**The task**
Note each line in the data holding the string "datetime" and report it.

[[ Entries supplied open ]]

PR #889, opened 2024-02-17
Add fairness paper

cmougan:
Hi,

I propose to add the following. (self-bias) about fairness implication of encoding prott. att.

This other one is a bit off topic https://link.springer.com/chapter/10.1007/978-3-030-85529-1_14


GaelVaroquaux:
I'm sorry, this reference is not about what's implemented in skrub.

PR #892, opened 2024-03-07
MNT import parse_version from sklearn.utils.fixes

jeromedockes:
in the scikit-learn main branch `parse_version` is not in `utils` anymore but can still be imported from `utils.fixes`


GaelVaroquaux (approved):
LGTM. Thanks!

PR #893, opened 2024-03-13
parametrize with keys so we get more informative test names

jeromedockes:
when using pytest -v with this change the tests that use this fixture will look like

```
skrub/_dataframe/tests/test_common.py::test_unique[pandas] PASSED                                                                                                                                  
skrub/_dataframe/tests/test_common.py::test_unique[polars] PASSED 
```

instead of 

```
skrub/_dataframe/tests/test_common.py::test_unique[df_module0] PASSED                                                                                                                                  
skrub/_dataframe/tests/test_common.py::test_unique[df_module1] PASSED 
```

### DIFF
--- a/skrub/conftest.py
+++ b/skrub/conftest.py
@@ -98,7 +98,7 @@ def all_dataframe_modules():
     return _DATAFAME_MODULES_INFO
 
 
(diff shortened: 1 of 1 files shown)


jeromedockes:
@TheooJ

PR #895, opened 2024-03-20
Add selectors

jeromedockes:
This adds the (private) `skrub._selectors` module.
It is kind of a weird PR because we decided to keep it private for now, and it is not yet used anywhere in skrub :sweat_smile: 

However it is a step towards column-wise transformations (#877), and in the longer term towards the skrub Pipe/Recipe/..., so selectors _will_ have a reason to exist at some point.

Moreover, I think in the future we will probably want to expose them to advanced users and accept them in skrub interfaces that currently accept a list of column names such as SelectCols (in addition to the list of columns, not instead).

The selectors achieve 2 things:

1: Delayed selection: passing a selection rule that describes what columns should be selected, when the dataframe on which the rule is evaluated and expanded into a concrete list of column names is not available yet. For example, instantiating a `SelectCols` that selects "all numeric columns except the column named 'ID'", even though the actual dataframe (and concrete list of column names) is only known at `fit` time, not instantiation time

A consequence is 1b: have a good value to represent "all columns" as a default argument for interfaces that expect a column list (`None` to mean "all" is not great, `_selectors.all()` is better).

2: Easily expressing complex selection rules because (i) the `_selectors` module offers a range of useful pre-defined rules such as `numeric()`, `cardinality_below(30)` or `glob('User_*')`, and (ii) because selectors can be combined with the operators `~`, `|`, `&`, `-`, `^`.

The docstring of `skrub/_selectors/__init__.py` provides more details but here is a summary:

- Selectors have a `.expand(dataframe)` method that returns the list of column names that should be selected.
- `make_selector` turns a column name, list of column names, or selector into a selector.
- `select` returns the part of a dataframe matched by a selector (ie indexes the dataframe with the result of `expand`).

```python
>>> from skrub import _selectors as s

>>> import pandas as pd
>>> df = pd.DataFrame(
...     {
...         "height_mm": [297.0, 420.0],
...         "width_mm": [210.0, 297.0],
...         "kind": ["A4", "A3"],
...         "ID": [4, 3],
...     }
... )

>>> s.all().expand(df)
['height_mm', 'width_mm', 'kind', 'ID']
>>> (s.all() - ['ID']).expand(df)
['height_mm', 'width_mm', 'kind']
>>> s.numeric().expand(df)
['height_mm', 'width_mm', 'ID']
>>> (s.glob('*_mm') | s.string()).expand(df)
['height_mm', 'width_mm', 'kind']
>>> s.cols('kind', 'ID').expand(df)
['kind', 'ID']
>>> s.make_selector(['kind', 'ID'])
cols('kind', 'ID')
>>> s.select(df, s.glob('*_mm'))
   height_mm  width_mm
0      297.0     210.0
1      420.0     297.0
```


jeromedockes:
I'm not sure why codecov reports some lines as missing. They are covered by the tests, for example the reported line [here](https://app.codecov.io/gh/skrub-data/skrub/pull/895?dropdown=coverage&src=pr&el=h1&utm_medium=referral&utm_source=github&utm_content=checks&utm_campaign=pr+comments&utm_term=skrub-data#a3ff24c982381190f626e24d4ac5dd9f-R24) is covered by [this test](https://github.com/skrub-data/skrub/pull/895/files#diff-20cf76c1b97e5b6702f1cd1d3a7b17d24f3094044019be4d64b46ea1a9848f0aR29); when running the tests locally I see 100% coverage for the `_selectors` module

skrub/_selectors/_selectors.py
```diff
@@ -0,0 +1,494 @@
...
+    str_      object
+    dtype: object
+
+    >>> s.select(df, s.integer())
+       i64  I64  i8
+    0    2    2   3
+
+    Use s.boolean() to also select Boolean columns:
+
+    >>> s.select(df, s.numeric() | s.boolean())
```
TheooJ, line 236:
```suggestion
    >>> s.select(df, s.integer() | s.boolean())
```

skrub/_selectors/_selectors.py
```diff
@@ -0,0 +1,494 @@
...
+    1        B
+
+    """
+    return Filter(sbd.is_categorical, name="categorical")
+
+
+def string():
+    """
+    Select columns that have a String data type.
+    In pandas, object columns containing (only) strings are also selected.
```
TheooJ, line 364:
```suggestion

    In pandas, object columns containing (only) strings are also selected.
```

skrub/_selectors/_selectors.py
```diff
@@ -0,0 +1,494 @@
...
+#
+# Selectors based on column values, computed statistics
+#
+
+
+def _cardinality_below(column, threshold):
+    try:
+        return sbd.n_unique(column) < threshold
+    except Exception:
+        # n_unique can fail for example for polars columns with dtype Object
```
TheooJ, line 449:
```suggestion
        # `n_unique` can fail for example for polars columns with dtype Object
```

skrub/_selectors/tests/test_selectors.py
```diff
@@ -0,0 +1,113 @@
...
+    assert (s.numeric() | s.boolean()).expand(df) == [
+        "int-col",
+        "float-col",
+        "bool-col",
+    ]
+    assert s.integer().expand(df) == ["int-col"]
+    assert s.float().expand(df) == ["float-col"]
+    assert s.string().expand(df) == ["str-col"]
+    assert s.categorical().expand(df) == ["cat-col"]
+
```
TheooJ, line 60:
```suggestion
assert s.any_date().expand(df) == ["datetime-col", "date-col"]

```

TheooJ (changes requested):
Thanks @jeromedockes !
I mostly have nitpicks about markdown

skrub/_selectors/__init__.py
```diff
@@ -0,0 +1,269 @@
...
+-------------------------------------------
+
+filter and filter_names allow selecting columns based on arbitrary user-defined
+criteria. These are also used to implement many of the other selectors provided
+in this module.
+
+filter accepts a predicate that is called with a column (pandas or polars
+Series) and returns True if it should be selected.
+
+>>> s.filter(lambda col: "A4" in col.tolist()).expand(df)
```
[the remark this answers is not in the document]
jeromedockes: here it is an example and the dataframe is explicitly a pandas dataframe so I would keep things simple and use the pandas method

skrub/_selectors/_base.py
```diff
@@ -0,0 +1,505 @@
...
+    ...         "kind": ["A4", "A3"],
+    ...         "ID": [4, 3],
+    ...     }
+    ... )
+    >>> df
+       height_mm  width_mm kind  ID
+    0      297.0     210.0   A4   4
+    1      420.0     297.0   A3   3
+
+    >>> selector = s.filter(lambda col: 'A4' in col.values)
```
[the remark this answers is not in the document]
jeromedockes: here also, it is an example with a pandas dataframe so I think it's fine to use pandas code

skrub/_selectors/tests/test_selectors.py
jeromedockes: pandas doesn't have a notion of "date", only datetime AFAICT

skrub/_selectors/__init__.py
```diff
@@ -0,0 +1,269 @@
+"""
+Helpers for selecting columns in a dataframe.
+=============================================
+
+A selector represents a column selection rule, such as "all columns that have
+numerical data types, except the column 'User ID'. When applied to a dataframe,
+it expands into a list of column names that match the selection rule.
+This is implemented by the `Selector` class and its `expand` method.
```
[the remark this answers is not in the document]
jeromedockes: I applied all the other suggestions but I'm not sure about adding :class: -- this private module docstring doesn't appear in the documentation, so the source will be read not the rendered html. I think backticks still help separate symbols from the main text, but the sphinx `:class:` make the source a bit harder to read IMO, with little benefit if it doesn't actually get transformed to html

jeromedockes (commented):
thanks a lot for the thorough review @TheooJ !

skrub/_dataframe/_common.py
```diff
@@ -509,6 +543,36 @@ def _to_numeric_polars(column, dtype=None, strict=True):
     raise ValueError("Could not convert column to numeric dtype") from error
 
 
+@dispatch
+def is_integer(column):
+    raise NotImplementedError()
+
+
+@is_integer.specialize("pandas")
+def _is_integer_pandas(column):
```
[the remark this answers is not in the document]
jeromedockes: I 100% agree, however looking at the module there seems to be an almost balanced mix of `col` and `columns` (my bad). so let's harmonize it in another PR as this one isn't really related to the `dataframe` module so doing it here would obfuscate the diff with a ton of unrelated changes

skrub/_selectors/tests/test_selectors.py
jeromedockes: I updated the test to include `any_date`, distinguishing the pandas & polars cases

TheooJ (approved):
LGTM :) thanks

[[ Entries supplied closed ]]
[[ Entries supplied open ]]

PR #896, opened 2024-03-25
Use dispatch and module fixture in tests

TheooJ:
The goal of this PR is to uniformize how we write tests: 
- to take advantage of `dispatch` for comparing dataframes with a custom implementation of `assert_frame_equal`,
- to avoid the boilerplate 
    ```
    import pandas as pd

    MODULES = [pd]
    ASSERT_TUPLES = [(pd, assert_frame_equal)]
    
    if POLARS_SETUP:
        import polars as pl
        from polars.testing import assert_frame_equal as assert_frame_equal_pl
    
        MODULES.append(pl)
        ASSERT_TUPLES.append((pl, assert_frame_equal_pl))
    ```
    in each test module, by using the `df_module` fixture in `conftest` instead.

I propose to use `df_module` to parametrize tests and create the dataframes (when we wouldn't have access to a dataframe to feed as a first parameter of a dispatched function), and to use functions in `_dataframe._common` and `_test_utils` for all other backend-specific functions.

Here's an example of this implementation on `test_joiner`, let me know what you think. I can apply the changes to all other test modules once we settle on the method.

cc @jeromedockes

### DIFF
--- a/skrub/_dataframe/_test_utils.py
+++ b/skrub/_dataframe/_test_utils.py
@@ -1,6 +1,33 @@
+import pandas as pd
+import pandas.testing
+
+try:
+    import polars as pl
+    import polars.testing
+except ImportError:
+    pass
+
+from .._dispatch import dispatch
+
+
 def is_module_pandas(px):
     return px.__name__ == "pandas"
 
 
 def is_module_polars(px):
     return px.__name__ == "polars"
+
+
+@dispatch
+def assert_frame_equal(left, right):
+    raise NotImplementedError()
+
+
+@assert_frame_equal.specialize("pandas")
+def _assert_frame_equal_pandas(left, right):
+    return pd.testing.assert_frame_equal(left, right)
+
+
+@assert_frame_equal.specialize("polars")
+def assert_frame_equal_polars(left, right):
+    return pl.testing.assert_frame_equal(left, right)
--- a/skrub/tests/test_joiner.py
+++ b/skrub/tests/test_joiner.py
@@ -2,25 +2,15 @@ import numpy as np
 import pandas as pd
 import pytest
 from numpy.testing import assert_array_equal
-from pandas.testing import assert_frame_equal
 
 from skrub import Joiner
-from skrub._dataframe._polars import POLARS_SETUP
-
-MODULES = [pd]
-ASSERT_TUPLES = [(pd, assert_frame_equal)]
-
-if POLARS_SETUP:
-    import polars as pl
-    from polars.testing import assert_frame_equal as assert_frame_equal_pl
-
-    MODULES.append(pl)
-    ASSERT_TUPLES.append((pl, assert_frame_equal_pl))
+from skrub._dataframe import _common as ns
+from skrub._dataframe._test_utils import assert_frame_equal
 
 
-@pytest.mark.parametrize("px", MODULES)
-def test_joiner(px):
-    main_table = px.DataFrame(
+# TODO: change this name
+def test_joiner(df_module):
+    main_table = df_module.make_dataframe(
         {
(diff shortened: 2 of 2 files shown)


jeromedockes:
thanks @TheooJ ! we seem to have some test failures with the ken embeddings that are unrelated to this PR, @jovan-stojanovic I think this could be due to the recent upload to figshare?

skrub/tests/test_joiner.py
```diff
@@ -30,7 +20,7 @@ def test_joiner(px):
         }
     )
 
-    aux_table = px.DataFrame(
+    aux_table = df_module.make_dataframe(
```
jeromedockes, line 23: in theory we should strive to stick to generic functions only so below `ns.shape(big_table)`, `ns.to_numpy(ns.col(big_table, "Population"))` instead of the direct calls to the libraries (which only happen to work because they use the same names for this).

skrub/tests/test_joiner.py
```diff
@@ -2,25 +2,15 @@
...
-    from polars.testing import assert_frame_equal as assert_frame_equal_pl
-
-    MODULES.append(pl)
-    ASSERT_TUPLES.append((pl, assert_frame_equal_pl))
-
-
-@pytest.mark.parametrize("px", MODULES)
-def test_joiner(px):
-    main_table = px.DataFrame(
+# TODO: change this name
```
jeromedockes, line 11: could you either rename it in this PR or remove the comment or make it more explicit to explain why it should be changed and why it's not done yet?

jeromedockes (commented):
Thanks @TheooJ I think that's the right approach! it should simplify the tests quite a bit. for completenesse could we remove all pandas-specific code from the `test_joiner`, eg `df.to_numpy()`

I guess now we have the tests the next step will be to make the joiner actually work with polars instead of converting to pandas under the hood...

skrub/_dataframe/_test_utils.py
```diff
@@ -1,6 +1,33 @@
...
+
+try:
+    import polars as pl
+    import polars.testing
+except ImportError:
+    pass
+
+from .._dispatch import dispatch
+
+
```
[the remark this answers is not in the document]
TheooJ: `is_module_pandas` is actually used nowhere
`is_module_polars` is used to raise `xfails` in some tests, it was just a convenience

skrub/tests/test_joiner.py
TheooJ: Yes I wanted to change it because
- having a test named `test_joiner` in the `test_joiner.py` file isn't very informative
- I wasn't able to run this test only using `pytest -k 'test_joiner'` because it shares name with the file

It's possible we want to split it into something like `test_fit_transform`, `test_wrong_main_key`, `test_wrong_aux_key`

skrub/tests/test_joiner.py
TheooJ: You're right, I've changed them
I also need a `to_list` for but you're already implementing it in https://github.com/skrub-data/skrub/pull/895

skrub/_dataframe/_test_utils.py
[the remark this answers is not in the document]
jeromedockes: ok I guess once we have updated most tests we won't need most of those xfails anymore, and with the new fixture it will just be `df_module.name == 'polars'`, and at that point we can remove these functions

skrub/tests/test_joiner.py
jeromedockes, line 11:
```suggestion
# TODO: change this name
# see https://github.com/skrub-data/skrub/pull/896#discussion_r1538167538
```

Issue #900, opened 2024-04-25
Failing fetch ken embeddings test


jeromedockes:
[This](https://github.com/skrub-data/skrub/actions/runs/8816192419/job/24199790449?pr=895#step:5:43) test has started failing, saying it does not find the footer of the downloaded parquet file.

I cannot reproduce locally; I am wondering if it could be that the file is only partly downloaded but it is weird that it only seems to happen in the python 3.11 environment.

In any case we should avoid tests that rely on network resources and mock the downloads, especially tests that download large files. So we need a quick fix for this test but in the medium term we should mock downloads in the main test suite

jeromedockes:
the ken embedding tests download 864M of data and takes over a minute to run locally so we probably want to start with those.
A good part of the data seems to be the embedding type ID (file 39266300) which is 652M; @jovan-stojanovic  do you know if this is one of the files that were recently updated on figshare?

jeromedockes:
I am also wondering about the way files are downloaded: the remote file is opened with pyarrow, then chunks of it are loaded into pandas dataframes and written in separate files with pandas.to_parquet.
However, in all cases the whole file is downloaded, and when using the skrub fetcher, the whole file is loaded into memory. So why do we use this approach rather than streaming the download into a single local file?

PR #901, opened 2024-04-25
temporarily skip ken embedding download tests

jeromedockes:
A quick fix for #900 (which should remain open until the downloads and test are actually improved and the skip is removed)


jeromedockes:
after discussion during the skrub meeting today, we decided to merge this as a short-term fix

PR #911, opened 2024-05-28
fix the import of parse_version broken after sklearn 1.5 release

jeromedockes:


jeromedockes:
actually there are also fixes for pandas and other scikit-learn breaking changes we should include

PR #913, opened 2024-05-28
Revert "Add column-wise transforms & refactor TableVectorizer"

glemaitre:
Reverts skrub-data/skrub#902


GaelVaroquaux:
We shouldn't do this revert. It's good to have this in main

[[ Entries supplied closed ]]

**Reply**
assert s.any_date().expand(df) == ["datetime-col", "date-col"]
jeromedockes: pandas doesn't have a notion of "date", only datetime AFAICT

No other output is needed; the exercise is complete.